All entries that follow are to be printed exactly as written.

--- Provided data Enclosed Below ---

PR #239, opened 2023-12-30
Avoid lifetimes on EntFile{Reader,Writer}

JonathonReinhart:
This is a follow-up from https://github.com/JonathonReinhart/scuba/pull/232#discussion_r1437728384.

cc @jammiess

### DIFF
--- a/scubainit/src/entfiles.rs
+++ b/scubainit/src/entfiles.rs
@@ -86,21 +86,28 @@ impl<'a> EntLineParser<'a> {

--- End of Enclosed Provided data ---

» Response box
PR #239, opened 2023-12-30
Avoid lifetimes on EntFile{Reader,Writer}

JonathonReinhart:
This is a follow-up from https://github.com/JonathonReinhart/scuba/pull/232#discussion_r1437728384.

cc @jammiess

### DIFF
--- a/scubainit/src/entfiles.rs
+++ b/scubainit/src/entfiles.rs
@@ -86,21 +86,28 @@ impl<'a> EntLineParser<'a> {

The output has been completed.